* AIM OF THE EXERCISE: Which lines run from the one containing "### Description" to the end of the entries below? Retype exactly those, both ends included.

____________

PR #8217, opened 2025-02-13
Update GPU ec2 instance types in integration tests

cheeseandcereal:
### Description

This PR updates the instance types used in the integration tests to stop using P3 or G4ad instances which are much older. P3 instances are scheduled for retiring at some point, so we should stop using them.

Replaced with more modern equivalents.

### Checklist
- [ ] Manually tested

### DIFF
--- a/integration/tests/crud/creategetdelete_test.go
+++ b/integration/tests/crud/creategetdelete_test.go
@@ -924,7 +924,7 @@ var _ = Describe("(Integration) Create, Get, Scale & Delete", func() {
 				"--timeout=45m",
 				"--cluster", params.ClusterName,
 				"--nodes", "1",
-				"--instance-types", "p3.2xlarge,p3.8xlarge,g3s.xlarge,g4ad.xlarge,g4ad.2xlarge",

____________

* SOLUTION TO THIS TASK:
### Description

This PR updates the instance types used in the integration tests to stop using P3 or G4ad instances which are much older. P3 instances are scheduled for retiring at some point, so we should stop using them.

Replaced with more modern equivalents.

### Checklist
- [ ] Manually tested

### DIFF
--- a/integration/tests/crud/creategetdelete_test.go
+++ b/integration/tests/crud/creategetdelete_test.go
@@ -924,7 +924,7 @@ var _ = Describe("(Integration) Create, Get, Scale & Delete", func() {
 				"--timeout=45m",
 				"--cluster", params.ClusterName,
 				"--nodes", "1",
-				"--instance-types", "p3.2xlarge,p3.8xlarge,g3s.xlarge,g4ad.xlarge,g4ad.2xlarge",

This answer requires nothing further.